**YOUR INSTRUCTIONS:**
Retype, word for word, every line of the records below starting at the one that contains "- Tests work" and ending at the one that contains "ah, good find."; include both of those lines and nothing more.

** Opening GIVEN ENTRIES block **

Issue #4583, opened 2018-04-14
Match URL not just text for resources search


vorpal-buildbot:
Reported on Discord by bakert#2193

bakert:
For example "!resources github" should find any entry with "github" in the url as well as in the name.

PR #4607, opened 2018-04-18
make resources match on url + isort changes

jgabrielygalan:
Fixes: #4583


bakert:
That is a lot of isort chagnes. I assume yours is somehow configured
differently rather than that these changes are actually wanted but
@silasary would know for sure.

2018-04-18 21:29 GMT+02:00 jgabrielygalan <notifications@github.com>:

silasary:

** Closing GIVEN ENTRIES block **
** Opening GIVEN ENTRIES block **

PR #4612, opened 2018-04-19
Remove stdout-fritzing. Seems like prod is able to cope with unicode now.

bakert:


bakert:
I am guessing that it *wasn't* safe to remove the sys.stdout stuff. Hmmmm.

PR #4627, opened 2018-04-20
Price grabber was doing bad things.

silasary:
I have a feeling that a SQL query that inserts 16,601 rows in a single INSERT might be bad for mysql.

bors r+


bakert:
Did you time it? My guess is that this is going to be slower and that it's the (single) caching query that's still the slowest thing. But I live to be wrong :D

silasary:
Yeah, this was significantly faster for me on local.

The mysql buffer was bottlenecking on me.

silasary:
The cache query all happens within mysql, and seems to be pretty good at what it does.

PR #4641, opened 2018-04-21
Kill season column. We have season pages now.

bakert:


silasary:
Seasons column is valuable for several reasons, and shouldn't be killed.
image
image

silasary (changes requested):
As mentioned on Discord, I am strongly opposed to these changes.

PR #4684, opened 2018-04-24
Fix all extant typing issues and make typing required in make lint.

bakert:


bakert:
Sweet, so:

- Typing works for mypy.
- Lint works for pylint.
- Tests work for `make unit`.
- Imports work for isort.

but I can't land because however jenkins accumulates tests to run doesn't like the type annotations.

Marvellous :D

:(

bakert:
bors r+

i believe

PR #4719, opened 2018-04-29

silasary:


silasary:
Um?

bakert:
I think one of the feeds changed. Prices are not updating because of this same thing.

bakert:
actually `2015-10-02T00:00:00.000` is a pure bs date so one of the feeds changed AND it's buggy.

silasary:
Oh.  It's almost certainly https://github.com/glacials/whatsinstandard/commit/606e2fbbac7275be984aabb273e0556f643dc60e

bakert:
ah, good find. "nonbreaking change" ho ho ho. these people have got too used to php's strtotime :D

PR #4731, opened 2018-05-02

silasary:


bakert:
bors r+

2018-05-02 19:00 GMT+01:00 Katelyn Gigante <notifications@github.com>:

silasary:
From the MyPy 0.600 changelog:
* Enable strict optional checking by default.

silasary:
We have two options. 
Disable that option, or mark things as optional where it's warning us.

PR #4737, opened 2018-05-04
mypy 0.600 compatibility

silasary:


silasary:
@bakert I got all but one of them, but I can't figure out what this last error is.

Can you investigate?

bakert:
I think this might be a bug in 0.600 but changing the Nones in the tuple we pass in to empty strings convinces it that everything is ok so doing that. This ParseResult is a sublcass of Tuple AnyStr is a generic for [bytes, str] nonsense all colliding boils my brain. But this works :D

** Closing GIVEN ENTRIES block **
** Opening GIVEN ENTRIES block **

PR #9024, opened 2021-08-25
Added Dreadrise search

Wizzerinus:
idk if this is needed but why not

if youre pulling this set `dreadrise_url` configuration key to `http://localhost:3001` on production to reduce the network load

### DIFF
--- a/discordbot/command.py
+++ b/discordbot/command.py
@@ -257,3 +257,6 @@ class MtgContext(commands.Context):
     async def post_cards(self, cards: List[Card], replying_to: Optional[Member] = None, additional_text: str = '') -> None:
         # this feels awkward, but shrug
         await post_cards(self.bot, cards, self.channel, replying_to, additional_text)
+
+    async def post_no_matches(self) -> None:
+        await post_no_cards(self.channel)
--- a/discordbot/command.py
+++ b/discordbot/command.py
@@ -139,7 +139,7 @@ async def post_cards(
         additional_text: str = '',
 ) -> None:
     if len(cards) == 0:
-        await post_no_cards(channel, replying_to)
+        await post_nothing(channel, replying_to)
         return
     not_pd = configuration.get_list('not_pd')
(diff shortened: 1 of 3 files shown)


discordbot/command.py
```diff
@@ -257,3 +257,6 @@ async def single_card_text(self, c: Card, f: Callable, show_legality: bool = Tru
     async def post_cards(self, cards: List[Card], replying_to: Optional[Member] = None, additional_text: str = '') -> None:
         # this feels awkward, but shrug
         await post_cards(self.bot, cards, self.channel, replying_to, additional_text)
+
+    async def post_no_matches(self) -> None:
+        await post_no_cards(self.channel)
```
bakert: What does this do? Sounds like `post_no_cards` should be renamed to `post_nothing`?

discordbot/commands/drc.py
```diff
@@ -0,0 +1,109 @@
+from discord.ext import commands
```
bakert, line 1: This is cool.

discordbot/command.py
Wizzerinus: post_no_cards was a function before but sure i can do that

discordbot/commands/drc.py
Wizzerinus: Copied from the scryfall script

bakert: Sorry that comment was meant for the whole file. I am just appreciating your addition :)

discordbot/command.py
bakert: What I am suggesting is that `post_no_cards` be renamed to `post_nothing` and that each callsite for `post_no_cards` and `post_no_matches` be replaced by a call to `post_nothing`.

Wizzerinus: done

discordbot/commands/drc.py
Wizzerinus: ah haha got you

** Closing GIVEN ENTRIES block **

**EXERCISE OUTPUT:**
- Tests work for `make unit`.
- Imports work for isort.

but I can't land because however jenkins accumulates tests to run doesn't like the type annotations.

Marvellous :D

:(

bakert:
bors r+

i believe

PR #4719, opened 2018-04-29

silasary:


silasary:
Um?

bakert:
I think one of the feeds changed. Prices are not updating because of this same thing.

bakert:
actually `2015-10-02T00:00:00.000` is a pure bs date so one of the feeds changed AND it's buggy.

silasary:
Oh.  It's almost certainly https://github.com/glacials/whatsinstandard/commit/606e2fbbac7275be984aabb273e0556f643dc60e

bakert:
ah, good find. "nonbreaking change" ho ho ho. these people have got too used to php's strtotime :D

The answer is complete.